• **Task prompt**: These entries are to be set down again exactly.

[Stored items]

PR #7094, opened 2022-12-07
Updated and improved tag picker macro

Telumire:
**Code update**

- All the set and vars widgets are replaced with the let widget
- tag-picker-inner is rewritten to be more readable, parts of the macro that was repeated was separated into two smaller macro, tag-button and tagsAutoComplete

• **Answer to this task**:
PR #7094, opened 2022-12-07
Updated and improved tag picker macro

Telumire:
**Code update**

- All the set and vars widgets are replaced with the let widget
- tag-picker-inner is rewritten to be more readable, parts of the macro that was repeated was separated into two smaller macro, tag-button and tagsAutoComplete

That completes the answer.